-------- SOURCE MATERIAL --------

PR #32200, opened 2023-08-01
Launchpad: dismiss api endpoint

andres-blanco:
Context: paYKcK-3hW-p2#comment-2358 

## Proposed changes:

Updates the `/sites/[YOUR_SITE]/launchpad` API endpoint to query and update the visibility of a task list.

An option called `wpcom_launchpad_config` was added to track general config values for the launchpad in general. This PR handles the launchpad visibility using the `task_list_dismissed_status` key inside that option. All entries in this array follow the form `list-id => true|false` indicating whether the task list with id `list-id` is dismissed.
If the list id is not present in the array stored in `task_list_dismissed_status` then it's assumed to not be dismissed to maintain backward compatibility.

This new option isn't being added to JP sync right now because it's not needed for the dismiss endpoint, but it can be easily added on [this method](https://github.com/Automattic/jetpack/blob/trunk/projects/packages/jetpack-mu-wpcom/src/features/launchpad/launchpad.php#L669) when necessity arises.

### Other information:

## Jetpack product discussion

p9Jlb4-7CP-p2#comment-8725

No

## Testing instructions:

* Apply the changes in this PR to your sandbox
* Go to dev API console and prepare it to run queries on `WP Rest API > wpcom/v2`
* Make a GET to `/sites/[YOUR_SITE]/launchpad?checklist_slug=intent-build`
* Verify that there's an `is_dismissed` key in the result and that it's set to `false`
* Make a POST to `/sites/[YOUR_SITE]/launchpad` with the following value in the `is_checklist_dismissed` param: `{"slug":"intent-build","is_dismissed":true}` (you can check this out to see how to do this from the dev console: p1690917561303459-slack-C0Q664T29)
* Make a GET to `/sites/[YOUR_SITE]/launchpad?checklist_slug=intent-build`
* Verify that there's an `is_dismissed` key in the result and that it's set to `true`

### DIFF
--- a/projects/packages/jetpack-mu-wpcom/src/features/launchpad/class-launchpad-task-lists.php
+++ b/projects/packages/jetpack-mu-wpcom/src/features/launchpad/class-launchpad-task-lists.php
@@ -159,10 +159,10 @@ class Launchpad_Task_Lists {
 	 * @return bool|null True if visible, false if not.
 	 */
 	public function is_task_list_visible( $id ) {
-		$task_list_status = get_option( 'wpcom_launchpad_task_list_visibility', array() );
+		$task_list_visibility = $this->get_task_list_visibility_status();
 
 		// Return true if the task list is not in the visibility option or if it is and the value is true.
-		return ! isset( $task_list_status[ $id ] ) || $task_list_status[ $id ];
+		return ! isset( $task_list_visibility[ $id ] ) || $task_list_visibility[ $id ];
 	}
 
 	/**
@@ -172,9 +172,22 @@ class Launchpad_Task_Lists {
 	 * @param bool   $is_visible True if visible, false if not.
 	 */
 	public function set_task_list_visibility( $id, $is_visible ) {
-		$task_list_status        = get_option( 'wpcom_launchpad_task_list_visibility', array() );
-		$task_list_status[ $id ] = $is_visible;
-		update_option( 'wpcom_launchpad_task_list_visibility', $task_list_status );
+		$task_list_visibility        = $this->get_task_list_visibility_status();
+		$task_list_visibility[ $id ] = $is_visible;
+
+		$launchpad_config                         = get_option( 'wpcom_launchpad_config', array() );
+		$launchpad_config['task_list_visibility'] = $task_list_visibility;
+		update_option( 'wpcom_launchpad_config', $launchpad_config );
+	}
+
+	/**
+	 * Get the task list visibility status for a site.
+	 *
+	 * @return array
+	 */
+	protected function get_task_list_visibility_status() {
+		$launchpad_config = get_option( 'wpcom_launchpad_config', array() );
+		return isset( $launchpad_config['task_list_visibility'] ) ? $launchpad_config['task_list_visibility'] : array();
 	}
 
 	/**
--- a/projects/packages/jetpack-mu-wpcom/src/features/launchpad/class-launchpad-task-lists.php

--------

Search the records above for the string "comment". Copy every line that contains it.

Context: paYKcK-3hW-p2#comment-2358 
p9Jlb4-7CP-p2#comment-8725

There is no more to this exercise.